TASK
From the records that follow, copy every line in which "SendAsync" appears.

[AVAILABLE DATA Boundary: Start]

PR #2516, opened 2023-04-03
Bypass job server when run service is enabled

yacaovsnc:
* Add websocket client in `ResultsServer`
* Adding boolean to enable upload to Actions service in `JobServer`, this is only used for Run svc messages.


src/Runner.Worker/JobRunner.cs
```diff
@@ -49,6 +49,8 @@ public async Task<TaskResult> RunAsync(AgentJobRequestMessage message, Cancellat
                 VssCredentials jobServerCredential = VssUtil.GetVssCredential(systemConnection);
                 await runServer.ConnectAsync(systemConnection.Url, jobServerCredential);
                 server = runServer;
+
+                _jobServerQueue.Start(message, enableActionsUpload: false);
```
jherns, line 53: `_jobServerQueue`  isn't initialized here because it is only initialized in the else block

src/Runner.Common/WebsocketFeedServer.cs
```diff
@@ -0,0 +1,185 @@
...
+using System.Threading.Tasks;
+using GitHub.DistributedTask.WebApi;
+using GitHub.Runner.Sdk;
+using GitHub.Services.Common;
+using GitHub.Services.WebApi.Utilities.Internal;
+
+namespace GitHub.Runner.Common
+{
+    [ServiceLocator(Default = typeof(WebsocketFeedServer))]
+    public interface IWebsocketFeedServer : IRunnerService, IAsyncDisposable
```
TingluoHuang, line 17: is this just copy from what's deleted from `IJobServer.cs`?

src/Runner.Worker/JobRunner.cs
```diff
@@ -49,6 +49,9 @@ public async Task<TaskResult> RunAsync(AgentJobRequestMessage message, Cancellat
                 VssCredentials jobServerCredential = VssUtil.GetVssCredential(systemConnection);
                 await runServer.ConnectAsync(systemConnection.Url, jobServerCredential);
                 server = runServer;
+
+                _jobServerQueue = HostContext.GetService<IJobServerQueue>();
+                _jobServerQueue.Start(message, enableActionsUpload: false);
```
TingluoHuang, line 54: the name `enableActionsUpload` is kind of confusing. :D 
my first read is something about uploading an Action as an artifact or something.

src/Runner.Common/WebsocketFeedServer.cs
yacaovsnc: Mostly yes with a slight twist - the fallback with http long poll only works with Actions Service, so I had to refactor that portion a little bit.

src/Runner.Worker/JobRunner.cs
yacaovsnc: 😄  Do you have a suggestion?  The intention is to skip any http interactions with Actions service with this bool flag.

jherns: Does `enableTimelineRecordsUpload` make sense?

yacaovsnc: It's not only timeline records upload though, we also create attachments and upload log content.  

Maybe `enableInteractionsWithActions`? 🤷🏼

src/Runner.Common/WebsocketFeedServer.cs
TingluoHuang: do we know whether we still need the fallback for the console log?

src/Runner.Worker/JobRunner.cs
TingluoHuang: `resultServiceOnly = true`? and have it default to `false` so you don't have to change the other caller. 😄

src/Runner.Common/WebsocketFeedServer.cs
TingluoHuang: it's a little bit weird that we have `IWebsocketFeedServer`, `IJobServer`, and `IResultServer`, but `IWebsocketFeedServer` somehow depends on `IJobServer`. 😕

TingluoHuang: is it possible to leave the current code in the `IJobServer`, and create a copy of it without the fallback logic control which one to initialize/use inside the `JobServerQueue` base on the new parameter you added to `JobServerQueue.Start()`?
This would be safer for deployment.

TingluoHuang: It should not be that bad, in jobServerQueue, it's basically if/else between JobServer vs. ResultServer.

src/Runner.Worker/JobRunner.cs
yacaovsnc: Renamed the variable.

src/Runner.Common/JobServerQueue.cs
```diff
@@ -599,7 +619,7 @@ private async Task ProcessTimelinesUpdateQueueAsync(bool runOnce = false)
 
                         foreach (var detailTimeline in update.PendingRecords.Where(r => r.Details != null))
                         {
-                            if (!_allTimelines.Contains(detailTimeline.Details.Id))
+                            if (!_allTimelines.Contains(detailTimeline.Details.Id) && !_resultsServiceOnly)
```
TingluoHuang, line 622:
```suggestion
                            if (!_resultsServiceOnly && !_allTimelines.Contains(detailTimeline.Details.Id))
```

src/Runner.Common/ResultsServer.cs
```diff
@@ -94,5 +118,134 @@ public void InitializeResultsClient(Uri uri, string token)
...
+            }
+        }
+
+        private async Task ConnectWebSocketClient(string feedStreamUrl, TimeSpan delay)
+        {
+            try
+            {
+                Trace.Info($"Attempting to start websocket client with delay {delay}.");
+                await Task.Delay(delay);
+                await this._websocketClient.ConnectAsync(new Uri(feedStreamUrl), default(CancellationToken));
```
TingluoHuang, line 174: check the other code in job server, I recently made a change to give the connectasync a 10 or 30 seconds timeout.

src/Runner.Common/JobServerQueue.cs
```diff
@@ -194,6 +204,9 @@ public async Task ShutdownAsync()
             Trace.Info($"Disposing job server ...");
             await _jobServer.DisposeAsync();
 
+            Trace.Info($"Disposing Results server ...");
```
TingluoHuang, line 207:
```suggestion
            Trace.Info($"Disposing results server ...");
```

src/Runner.Common/ResultsServer.cs
```diff
@@ -94,5 +118,134 @@ public void InitializeResultsClient(Uri uri, string token)
 
             throw new InvalidOperationException("Results client is not initialized.");
         }
+
+        public void InitializeWebsocketClient(ServiceEndpoint serviceEndpoint)
```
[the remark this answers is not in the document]
yacaovsnc: We need to, since Results is already in production and we may switch to use Results for live console logs even with the legacy `ServiceEndpoint`.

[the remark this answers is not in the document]
TingluoHuang: what do you need for `ServiceEndpoint`? I assume you just need a URL and a token, `ServiceEndpoint` is an over kill for those 2 things. 😄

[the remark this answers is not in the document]
yacaovsnc: Alright I moved the parsing out from `ResultsServer` to `JobServerQueue` to consolidate the client initializations.  I hope in the future we can define a new contract between the server and runner, and then all the parsing and initialization could happen in `ResultsServer` so we don't pollute `JobServerQueue`.

src/Runner.Common/ResultsServer.cs
```diff
@@ -94,5 +122,128 @@ public void InitializeResultsClient(Uri uri, string token)
...
+                        var lastChunk = i + (1 * 1024) >= jsonDataBytes.Length;
+                        var chunk = new ArraySegment<byte>(jsonDataBytes, i, Math.Min(1 * 1024, jsonDataBytes.Length - i));
+                        await _websocketClient.SendAsync(chunk, WebSocketMessageType.Text, endOfMessage: lastChunk, cancellationToken);
+                    }
+
+                }
+                catch (Exception ex)
+                {
+                    _failedAttemptsToPostBatchedLinesByWebsocket++;
+                    Trace.Info($"Caught exception during append web console line to websocket, let's fallback to sending via non-websocket call (total calls: {_totalBatchedLinesAttemptedByWebsocket}, failed calls: {_failedAttemptsToPostBatchedLinesByWebsocket}, websocket state: {this._websocketClient?.State}).");
```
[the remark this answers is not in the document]
yacaovsnc: That's a really good question...  hmmm,  I feel we could retry connection for couple more times, but if this still doesn't work, there won't be any fallback.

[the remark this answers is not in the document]
TingluoHuang: can we check telemetry and see if the current failback to REST for the jobserver ever brings any value? ex: how many jobs actually need to fallback to REST API, maybe the answer is we don't need any fallback if the websocket is stable.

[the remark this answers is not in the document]
yacaovsnc: We aren't planning for any fallback in Results at the moment.  I do see quite a few calls to this REST API today, but I also suspect that's because we don't retry deliver console log via websocket connection, and fallback with the first error.  I am going to add retries here first.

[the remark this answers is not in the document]
yacaovsnc: > What should be the correct behavior for websocket exceptions when using the result service?

Also this codepath is exercised only with the new server logic.  We would still use `jobServer` with current server logic, even if live log through Results (the `feedStreamUrl` points to new results).

src/Runner.Common/ResultsServer.cs
```diff
@@ -94,5 +117,138 @@ public void InitializeResultsClient(Uri uri, string token)
...
+                    userAgentValues.AddRange(UserAgentUtility.GetDefaultRestUserAgent());
+                    userAgentValues.AddRange(HostContext.UserAgents);
+                    this._websocketClient.Options.SetRequestHeader("User-Agent", string.Join(" ", userAgentValues.Select(x => x.ToString())));
+
+                    // during initialization, retry upto 3 times to setup connection
+                    this._websocketConnectTask = ConnectWebSocketClient(liveConsoleFeedUrl, delay, retryConnection: true);
+                }
+                else
+                {
+                    Trace.Info($"No FeedStreamUrl found, so we will use Rest API calls for sending feed data");
```
TingluoHuang, line 151: feels like these traces are out of date. 😄

src/Runner.Common/ResultsServer.cs
```diff
@@ -94,5 +117,138 @@ public void InitializeResultsClient(Uri uri, string token)
...
+            GC.SuppressFinalize(this);
+
+            return ValueTask.CompletedTask;
+        }
+
+        private void InitializeWebsocketClient(string liveConsoleFeedUrl, string accessToken, TimeSpan delay)
+        {
+            if (!string.IsNullOrEmpty(accessToken))
+            {
+                if (!string.IsNullOrEmpty(liveConsoleFeedUrl))
```
TingluoHuang, line 134: maybe just check both `if (!string.IsNullOrEmpty(accessToken) && !string.IsNullOrEmpty(liveConsoleFeedUrl))` since we should never land in the method if we don't have that info?

src/Runner.Common/ResultsServer.cs
```diff
@@ -94,5 +117,138 @@ public void InitializeResultsClient(Uri uri, string token)
...
+                {
+                    // let's ensure we use the right scheme
+                    liveConsoleFeedUrl = liveConsoleFeedUrl.Replace("https://", "wss://").Replace("http://", "ws://");
```
TingluoHuang, line 137: do we still need to do this URL magic for URL from result service?
we were doing it due to the limitation of legacy LocationService.

src/Runner.Common/ResultsServer.cs
```diff
@@ -94,5 +117,138 @@ public void InitializeResultsClient(Uri uri, string token)
...
+            int retries = 0;
+
+            do
+            {
+                try
+                {
+                    Trace.Info($"Attempting to start websocket client with delay {delay}.");
+                    await Task.Delay(delay);
+                    using var connectTimeoutTokenSource = new CancellationTokenSource(TimeSpan.FromSeconds(30));
+                    await this._websocketClient.ConnectAsync(new Uri(feedStreamUrl), connectTimeoutTokenSource.Token);
```
TingluoHuang, line 172:
```suggestion
                    await this._websocketClient.ConnectAsync(new Uri(feedStreamUrl), connectTimeoutTokenSource.Token);
                    connected = true;
```

src/Runner.Common/ResultsServer.cs
```diff
@@ -94,5 +117,138 @@ public void InitializeResultsClient(Uri uri, string token)
...
+                    while (!delivered && retries < 3)
+                    {
+                        try
+                        {
+                            await _websocketClient.SendAsync(chunk, WebSocketMessageType.Text, endOfMessage: lastChunk, cancellationToken);
+                            delivered = true;
+                        }
+                        catch (Exception ex)
+                        {
+                            if (_websocketClient != null)
```
TingluoHuang, line 219: i think we can remove the check for `if (_websocketClient != null)` since we already checked it in line 197

src/Runner.Common/ResultsServer.cs
```diff
@@ -94,5 +117,138 @@ public void InitializeResultsClient(Uri uri, string token)
...
+                            }
+                        }
+                    }
+                }
+            }
+
+            if (!delivered)
+            {
+                // Giving up for good if we still can't deliver a message after 3 tries
+                _websocketClient = null;
```
TingluoHuang, line 235: should we give up or keep retrying?
assume there is a network blip at the beginning of the job, then you won't get any live console log throughout the entire job even after the network blip recovery.

src/Runner.Common/ResultsServer.cs
yacaovsnc: This is required.  If the case of failure we will reinitialize the webclient, so it's possible this is still null from line 179.

yacaovsnc: Arrrr, you are right, I had this check in the wrong place.  🤦🏼‍♂️

src/Runner.Common/ResultsServer.cs
yacaovsnc: I added a timer to track the last failure - so if 10 minutes passed, we will try again.

src/Runner.Common/ResultsServer.cs
yacaovsnc: I will make server changes.

src/Runner.Common/ResultsServer.cs
yacaovsnc: I still want to trace a different error message.  Refactored this check.

yacaovsnc:
Need to queue the CI build again.

src/Runner.Common/ResultsServer.cs
```diff
@@ -94,5 +119,143 @@ public void InitializeResultsClient(Uri uri, string token)
...
+            var userAgentValues = new List<ProductInfoHeaderValue>();
+            userAgentValues.AddRange(UserAgentUtility.GetDefaultRestUserAgent());
+            userAgentValues.AddRange(HostContext.UserAgents);
+            this._websocketClient.Options.SetRequestHeader("User-Agent", string.Join(" ", userAgentValues.Select(x => x.ToString())));
+
+            // during initialization, retry upto 3 times to setup connection
+            this._websocketConnectTask = ConnectWebSocketClient(liveConsoleFeedUrl, delay, retryConnection: true);
+        }
+
+        private async Task ConnectWebSocketClient(string feedStreamUrl, TimeSpan delay, bool retryConnection = false)
```
TingluoHuang, line 158: I didn't find anyone pass `retryConnection: false`? do we still need the parameter?

yacaovsnc: Line 155 we pass in `true`; `false` is default and we use it in line 226.

src/Runner.Common/ResultsServer.cs
```diff
@@ -94,5 +119,143 @@ public void InitializeResultsClient(Uri uri, string token)
...
+                                delivered = true;
+                            }
+                        }
+                        catch (Exception ex)
+                        {
+                            var delay = BackoffTimerHelper.GetRandomBackoff(MinDelayForWebsocketReconnect, MaxDelayForWebsocketReconnect);
+                            Trace.Info($"Websocket is not open, let's attempt to connect back again with random backoff {delay} ms.");
+                            Trace.Error(ex);
+                            retries++;
+                            InitializeWebsocketClient(_liveConsoleFeedUrl, _token, delay);
```
yacaovsnc, line 226: We don't want to retry connection setup because we are already inside a retry loop.  We need to retry sending the chunk.

src/Runner.Common/ResultsServer.cs
```diff
@@ -94,5 +119,143 @@ public void InitializeResultsClient(Uri uri, string token)
...
+
+        public async Task<bool> AppendLiveConsoleFeedAsync(Guid scopeIdentifier, string hubName, Guid planId, Guid timelineId, Guid timelineRecordId, Guid stepId, IList<string> lines, long? startLine, CancellationToken cancellationToken)
+        {
+            if (_websocketConnectTask != null)
+            {
+                await _websocketConnectTask;
+            }
+
+            bool delivered = false;
+            int retries = 0;
```
TingluoHuang, line 193: should we reset these before `while (!delivered && retries < 3)`?
What's our retry strategy? 3 retries per chunk or 3 retries per line

src/Runner.Common/ResultsServer.cs
```diff
@@ -94,5 +119,143 @@ public void InitializeResultsClient(Uri uri, string token)
...
+                    : new TimelineRecordFeedLinesWrapper(stepId, lines);
+                var jsonData = StringUtil.ConvertToJson(linesWrapper);
+                var jsonDataBytes = Encoding.UTF8.GetBytes(jsonData);
+                // break the message into chunks of 1024 bytes
+                for (var i = 0; i < jsonDataBytes.Length; i += 1 * 1024)
+                {
+                    var lastChunk = i + (1 * 1024) >= jsonDataBytes.Length;
+                    var chunk = new ArraySegment<byte>(jsonDataBytes, i, Math.Min(1 * 1024, jsonDataBytes.Length - i));
+
+                    while (!delivered && retries < 3)
```
TingluoHuang, line 210: it seems like we sill stop sending any chunks if the first chunk success.

src/Runner.Common/ResultsServer.cs
yacaovsnc: 3 retries per method invocation.  If there is a connection issue, I think we should fallback a little bit aggressively.  If we retry 3 times per chunk, we may try too many times from this call as we could have many chunks, it's unknown to us.

yacaovsnc: 3 retries per method invocation.  If there is a connection issue, I think we should fallback a little bit aggressively.  If we retry 3 times per chunk, we may try too many times from this call as we could have many chunks, it's unknown to us.

src/Runner.Common/ResultsServer.cs
yacaovsnc: Ah refactor fail - moved the condition around too many times.

src/Runner.Common/ResultsServer.cs
TingluoHuang: `ConnectWebSocketClient` or `InitializeWebsocketClient` then?

yacaovsnc: I want to reinitialize the websocketclient as that's cleanest.  We are doing the [same](https://github.com/actions/runner/blob/main/src/Runner.Common/JobServer.cs#L275) in `JobServer` as well so.

yacaovsnc: Ah, what I meant was I don't want to enter another retry loop in the `InitializeWebsocketClient` class so using the `retryConnection = false` default value here.

src/Runner.Common/ResultsServer.cs
TingluoHuang: does the method `ConnectWebSocketClient` get called in anywhere in this file other than lin 155?

yacaovsnc: 🤦🏼‍♂️  Updated.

[AVAILABLE DATA Boundary: End]

EXERCISE SOLUTION
+                        await _websocketClient.SendAsync(chunk, WebSocketMessageType.Text, endOfMessage: lastChunk, cancellationToken);
+                            await _websocketClient.SendAsync(chunk, WebSocketMessageType.Text, endOfMessage: lastChunk, cancellationToken);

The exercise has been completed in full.